It's still working great...and it's just great for branches and pruning and basically that's all it's meant to do--light stuff.

Like anything..a good running one is a treat and a bad one sucks.

J2F


----------



## opinion (May 4, 2011)

TreeClimber57 said:


> Well.. being a devils advocate here:
> a) why does Stihl list it as an arborist saw and not a home owners one?
> b) why does Stihl show it as being able to use a 12" to 16" bar? (same in fact as it shows for the 200T)
> 
> It actually has - supposedly - only 0.4HP less than the 200T - yet the 200T will pull the 16" bar (not necessarly with ease but it will do it). IMHO it is a wannabe arborist saw.. and nothing more.


 
a) Liability, marketing. More prone to injuries using a top handle because it's harder to control. Technically it is an arborist saw by being top handled, just not commercially built.
b) You can use a 16" but obviously it's not reccomended. If you must use a 16", I'd suggest using the .043 gauge.

You know, the 192 T is quite useful. Lot of the tree service companies use these because it's really light and powerful enough to cut off the small branches in a tree. The 200 T is sometimes overkill with the power and the weight when a 192 T will handle it.


----------



## jus2fat (May 4, 2011)

TreeClimber57 said:


> Well.. being a devils advocate here:
> a) why does Stihl list it as an arborist saw and not a home owners one?
> b) why does Stihl show it as being able to use a 12" to 16" bar? (same in fact as it shows for the 200T)
> 
> It actually has - supposedly - only 0.4HP less than the 200T - yet the 200T will pull the 16" bar (not necessarly with ease but it will do it). IMHO it is a wannabe arborist saw.. and nothing more.
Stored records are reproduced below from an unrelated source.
PR #12, opened 2022-02-07
YALB-72: Atoms: Buttons

ModulesUnraveled:
### Description of work
- Creates the button atom
- Styles the button for all component themes

### Testing Setup
- [x] Checkout this branch
- [x] Run `npm ci`
- [x] Run `npm run develop`
- [ ] Navigate to the [Buttons Story](http://localhost:6006/?path=/story/atoms-button--button)
- [ ] Navigate to the [Color Pairings Story](http://localhost:6006/?path=/story/tokens-colors--color-pairings)

### Functional Review Steps
- [x] Verify everything looks correct, and works as expected

### Design Review
- [ ] Verify the designs match the [Figma Designs](https://www.figma.com/file/l84dYRVCvA5DbbCkG0yWke/UI-Kit-%5BYaleSites%5D)

### Accessibility Review


ahitson:
Buttons:
- Focus should be medium blue
- change text to medium/500 weight
- the buttons feel LARGE. How much can we reduce the padding and keep it accessible?

Color Pairings:
- Cap the first letter in the buttons to show style preference
- Add space between buttons like how a button group would show (32px)

ModulesUnraveled:
@ahitson I've updated the font-weight, focus color, and spacing locally. Let's talk about the padding and first letter thing.

Tl;dr:
- I'm using the closest padding token (16px) for now, but it's common to have different spacing values for `margin` things like the spacing _between_ things - and spacing values for `padding` which is the spacing inside things (like buttons and cards).
- I'm also curious if the first letter caps thing should be enforced by code, or just demoed as an example for _preference_, but not prevent people from using lowercase, or all caps, etc.

kara-franco (approved):
Updates look good. @ahitson The minimum button width/height we want is 44px on any given side, so we could definitely make these smaller, if preferred. [https://www.w3.org/WAI/WCAG21/Understanding/target-size.html](https://www.w3.org/WAI/WCAG21/Understanding/target-size.html)

re: ARIA roles
If I wanted to create a disclosure button, would I add that prop like this? 
```
   ${button({
      button_content: 'Disclosure Button',
      button_radius: 'pill',
      aria_expanded: 'false',
    })}
```
EDIT! 
I just realized the focus indicator on the blue-yale background needs to be lightened to a lighter blue (to match the link focus indicator). Color contrast of focus indicators should be 3:1, currently the medium blue is at 2.3:1. 
Screenshot: 
Screen Shot 2022-02-08 at 11 36 23 AM

ahitson:
Only comment is to make the focus indicator the same as the link color.

ModulesUnraveled:
@ahitson I think all of your change requests are in! (The text colors will be fixed in the links PR)

@kara-franco We updated the focus outline to match the link color for each color pairing, so if you want to re-review those, that would be good.

Also, yes, that's the plan for disclosures (I'll use it for menus, etc.) Right now, it's just theory but when I actually implement it, I'll validate that everything works as expected. (And you're required to pass the `aria_controls` id so that it knows what it's expanding)

kara-franco:
Fix looks great!

ahitson:
Yay! (approved)

ahitson (approved):

components/01-atoms/buttons/_buttons.scss
```diff
@@ -0,0 +1,86 @@
+$button-radii: (
+  'soft': var(--button-radius-soft),
+  'pill': 100vw,
```
callinmullaney, line 3: Should this be converted to a token value instead? `$layout-width-full` ?

components/01-atoms/buttons/_buttons.scss
```diff
@@ -0,0 +1,86 @@
...
+);
+$button-style: (
```
callinmullaney, line 5: I don't see where these `$button-style` value are being used? Removing them had no affect that I could see. If these are needed I would think they should use the `$size-spacing-5` and `$size-spacing-7` or some re-assignment of these tokens.

components/01-atoms/buttons/_buttons.scss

I'm with ya all the way...you really pretty much said it all!!!
NO way it's even in the same league as the 200T...I own both!!

But for clean-up branches and light pruning...it's hard to beat...
but it damn sure ain't no professional arborist saw!!!
More for homeowners, landscapers and gardeners...etc...imho

J2F


----------



## TreeClimber57 (May 4, 2011)

jus2fat said:


> But for clean-up branches and light pruning...it's hard to beat...
> but it damn sure ain't no professional arborist saw!!!
> More for homeowners, landscapers and gardeners...etc.


 
Well, I guess it does have a place.. as it does sell. Would not want to try doing a full removal job with it though  The main issue I had was the reliability though.. and it may have been just that particular saw (although never have figured out why it took 3 carburetor replacements to get it running right -- seems pretty shabby on the QC side).


----------



## jus2fat (May 4, 2011)

TreeClimber57 said:


> Well, I guess it does have a place.. as it does sell. Would not want to try doing a full removal job with it though  The main issue I had was the reliability though.. and it may have been just that particular saw (although never have figured out why it took 3 carburetor replacements to get it running right -- seems pretty shabby on the QC side).
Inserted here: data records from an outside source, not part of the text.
PR #13, opened 2022-02-09
YALB-83: Pull-Quote

ModulesUnraveled:
### Description of work
- Creates the Pull Quote component
- Implements the update to the drop shadow level 1

### Testing Setup

- [ ] Navigate to the [Pull Quote Story](https://deploy-preview-13--dev-component-library-twig.netlify.app/?path=/story/molecules-pull-quote--pull-quote)

### Functional Review Steps
- [ ] Verify the quotes look and function as expected

### Design Review
- [ ] Verify the pull quote designs match the [Figma Designs](https://www.figma.com/file/l84dYRVCvA5DbbCkG0yWke/UI-Kit-%5BYaleSites%5D)
- [ ] Verify the drop shadow level 1 matches the new figma design

### Accessibility Review


ahitson:
Realizing gray 800 is the wrong color. It should be 222222 (or RGB 34 34 34).

The quote icon is off. Please check against the design for the more "rounded w/ ball" type quote.

miketullo95:
Morning! Everything looks great! I did notice one small difference in the quote style for the parentheses. 

Screen Shot 2022-02-09 at 11 01 18 AM
Screen Shot 2022-02-09 at 11 01 14 AM

ahitson (approved):

kara-franco (approved):
Looks great! 

Will we allow the use of the cite attribute? I really have no idea how common is to use (I've never seen it used in the wild). I think in most of Yale's use cases, we are quoting students/faculty/authors more than actual external sources.

ModulesUnraveled:
@kara-franco We talked about that and decided that the purpose of this component is to quote an individual/organization/etc. and not to include the cite attribute. If we find we need that functionality that would be a different component.

One of the questions we had was about formatting, since we figured different groups may have different citation requirements (MLA etc.) and we didn't want to solve that now, since it would be the edge-case use of the component.

components/02-molecules/pull-quote/pull-quote.twig
```diff
@@ -0,0 +1,20 @@
...
+ #
+ # Available Variables:
+ # - pull_quote__quote (required)
+ # - pull_quote__attribution
+ #}
+
+{% set pull_quote__base_class = 'pull-quote' %}
+{% set pull_quote__style = pull_quote__style|default('bar-left') %}
+
+<figure {{ bem(pull_quote__base_class) }} data-pull-quote-style="{{ pull_quote__style }}">
```
callinmullaney, line 13: Similar feedback I had for the links. We should use the `add_attributes(pull_quote_attributes)` implementation in case this needs to be extended during implementation. https://github.com/yalesites-org/component-library-twig/pull/10/files#diff-e4131c9c0a0500830af2795a53a11107872df87c88b69e073bf5c396236206fcR17

callinmullaney (changes requested):
@ModulesUnraveled Nice! Added some small feedback to the twig file.

components/02-molecules/pull-quote/pull-quote.twig
ModulesUnraveled: Good idea. I've actually not really used the add_attributes function much in the past. But I think I like the pattern for the things we've done so far on this project. I'll try to remember to do it by default in the future!

callinmullaney (approved):
@ModulesUnraveled :shipit:

PR #17, opened 2022-02-09
YALB-107: Layouts

ModulesUnraveled:
### Description of work
- Creates a "placeholder" component for the component library
- Creates the initial "Full Width" page layout (It's not really exciting right now, but will be soon!)

### Testing Link(s)
- [ ] Navigate to the [Placeholder Story](https://deploy-preview-17--dev-component-library-twig.netlify.app/?path=/story/page-layouts-utility--place-holder) preview
- [ ] Navigate to the [Full Width Story](https://deploy-preview-17--dev-component-library-twig.netlify.app/?path=/story/page-layouts-page-layouts--full-width) preview

### Functional Review Steps
- [ ] Verify the components show up :)

### Design Review
- [x] Nothing for now

### Accessibility Review
- [ ] Verify the proper elements and other markup are used (like `<main>` etc.)


components/04-page-layouts/_base.twig
```diff
@@ -0,0 +1,32 @@
+{% set layout__base_class = 'layout-container' %}
+{% set content__base_class = 'main' %}
+{% set sidebar__base_class = 'sidebar' %}
+{% set main__base_class = 'main-content' %}
+
+<div {{ bem(layout__base_class) }}>
+  {# Page Header #}
```
kara-franco, line 7: For the Header and Footer: can we use <header> and <footer> elements? These will provide more semantic meaning for screen reader users.

components/04-page-layouts/_base.twig
```diff
@@ -0,0 +1,32 @@
...
+  {% block page__header %}
+    {% include "@page-layouts/placeholder/placeholder.twig" with {
+      placeholder: 'Header',
+    } %}
+  {% endblock %}
+  {# System #}
+  {% block page_system %}{% endblock %}
+  <div {{ bem(content__base_class) }}>
+    <a id="main-content" tabindex="-1"></a>{# link is in html.html.twig #}
```
kara-franco, line 16: Needs a skip to main content in the header to jump here.

callinmullaney: @ModulesUnraveled second this feedback. I think you can migrate the id to the `<main>` instead of using a hidden `<a>` here. https://developer.mozilla.org/en-US/docs/Web/HTML/Element/main

callinmullaney (approved):
Looks good other than a comment that piggy-backs off of Kara's. Approving.

components/04-page-layouts/_base.twig
ModulesUnraveled: Yes, we will. I haven't actually created the header and footer components yet (those are coming next sprint.) The semantic markup you mentioned will be in those components.

This "layout" component is using Twig "block"s which are basically "buckets" where components can be inserted.

All of the `<section class="placeholder">` elements will be entirely replaced.

components/04-page-layouts/_base.twig
ModulesUnraveled: The skip link will actually be in a totally different file (a drupal templates called `html.html.twig`).

The code in this PR will be implemented in the `page.html.twig` Drupal template which will be inserted as the `{{ page }}` element in this example `html.html.twig`:
```
<!DOCTYPE html>
<html>
  <head>
    <title>{{ head_title|safe_join(' | ') }}</title>
  </head>
  <body>
    {# Keyboard navigation/accessibility link to main content section in page.html.twig. #}
    <a href="#main-content" class="visually-hidden focusable skip-link">
      {{ 'Skip to main content'|t }}
    </a>
    {{ page }}
  </body>
</html>
```

(I've simplified it for brevity, but things like google analytics tracking code, etc. will also e here.)

Not sure if that makes sense or not, but the point is the actual skip link will be in another file. This file just needs to have the target where the skip link takes the user to.

I do agree that the id doesn't need to be on an `<a>` tag, though, so I'll move the ID up to the content element.

ModulesUnraveled:
@callinmullaney @kara-franco I think I've addressed all of your feedback through either comments or changes. Let me know if there's anything else you notice

components/04-page-layouts/_base.twig
ModulesUnraveled: I started this PR this morning. Maybe it'll help understand things, in case I was just confusing up above. https://github.com/yalesites-org/component-library-twig/pull/18

components/04-page-layouts/_base.twig
kara-franco: I see, that makes sense! It's interesting to see how everything comes together.

kara-franco (approved):

callinmullaney (approved):
@ModulesUnraveled Code changes look good and follow-up comments make sense to me :shipit:

PR #18, opened 2022-02-10
YALB-98: Organisms: Site Header

ModulesUnraveled:
### Description of work
- Creates the Site Header and places it in the layout

### Testing Link(s)
- [ ] [View the Site Header Story](https://deploy-preview-18--dev-component-library-twig.netlify.app/?path=/story/organisms-site--header)
- [ ] [View the Site Header Examples Story](https://deploy-preview-18--dev-component-library-twig.netlify.app/?path=/story/organisms-site--header-examples)
- [ ] [View the Full Width Story](https://deploy-preview-18--dev-component-library-twig.netlify.app/?path=/story/page-layouts-page-layouts--full-width)

### Functional Review Steps
- [ ] Verify things all look and function as expected

### Design Review

### Accessibility Review


kara-franco:
Looks good! The placeholders in the utility nav and the main nav will be replaced with <nav> elements? And, if I remember correctly, the skip link will be added in as a separate task?

ahitson:
Please make the divider line under the utility nav to be grey 300. If it needs to pass accessibility, then whatever is the first step into accomplishing that is cool with me.

kara-franco:
> @ModulesUnraveled Markup and overall header organism look good from a technical standpoint. Couple of comments that may warrant a change in this PR but wanted to run them passed you first:
> 
> 1. Should the header have an optional `wrapper` inside `<header>` that imposes a `max-width`? It's hard to tell from the Figma designs if this is the case but as this PR stands now it will always be 100vw. Unless the plan is to set this max-width on the page wrapper itself.
> 2. The navigation order for keyboard users looks like it will be Yale Logo -> Utility Nav -> Site Logo -> Primary Nav. I'm wonder if the markup should be reorganized or tabindex attribute additions that allow this order to be Yale Logo -> Site Logo -> Primary Nav -> Utility Nav.

@callinmullaney I suggest having the tabbing order match the visual order on the page.

ModulesUnraveled:
@ahitson I think I've addressed all of your requests.

@miketullo95 This does not address the navigation. Right now I have it represented by a simple string (so that we could see how long lists of menu items will wrap etc.) but the actual navigation will come later when I get to the Primary Nav ticket. (Anything in a dashed border is just a placeholder for now, simply used to represent that something will be in that space eventually)
And thank you for pointing out the links, I've updated those so they should go to the appropriate places.

@callinmullaney I'm creating the wrapper styles like we talked about on zoom.
And I think I agree with Kara that the tab order should read left-to-right, then top-to-bottom like you're reading a book

@kara-franco Yes, the `<nav>` elements will come when I work on the menu components, and the skip link will be in another file all together

_... Phew!_

ahitson (approved):

miketullo95 (approved):
Approved UX/Front end

kara-franco (approved):

ModulesUnraveled:
@callinmullaney I added the wrapper we talked about. This should be ready for your review again!

components/00-tokens/functions/_map.scss
```diff
@@ -1,12 +1,18 @@
...
 /// @param {Map} $map - Map
 /// @param {Arglist} $keys - Key chain
 /// @return {*} - Desired value
 @function deep-get($map, $keys...) {
-  @each $key in $keys {
-    $map: map.get($map, $key);
+  $scope: $map;
+  $i: 1;
+  // stylelint-disable-next-line
+  @while (meta.type-of($scope) == map) and ($i <= list.length($keys)) {
```
callinmullaney, line 13: :clap:

callinmullaney (approved):
@ModulesUnraveled This is awesome! The inner styles should be really useful as you develop specific components in the future without the need to add repeat styles or mixins.

Also, great modification with the deep-map function and while loop. I took your idea here and played around with the old clr function PR I had. Seems like this function could be useful for a variety of scenario's that aren't token specific. 

:shipit:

The 200T has had many problems as well...I think I read that there have been 16 different carbs put on that saw stock...??

Oh and for what it's worth...(laugh with me)...it's not known as QC (quality control) any more...
it's now..QA (quality assurance)
Trust me...I spent 16 years in it for an international company.
When they made the change..I asked...WHY..."well it sounds better"!!
In other words..it would sell the product better..with the "assurance" tag.

J2F


----------



## TreeClimber57 (May 4, 2011)

jus2fat said:


> The 200T has had many problems as well...I think I read that there have been 16 different carbs put on that saw stock...??



Before the 200T was the 020T.. trying to recall if there was any significant carb changes there. Most of the parts are interchangable.

I have 200T's that are several years old, and the most recent one I picked up last November. From a carb perspective all the 200T's I have are same.

Now I do have an older 200T.. seen a lot of hours use.. and it did have a new carb put on it a year ago as it was not giving the power it should. But now back to where it should be and running fine. 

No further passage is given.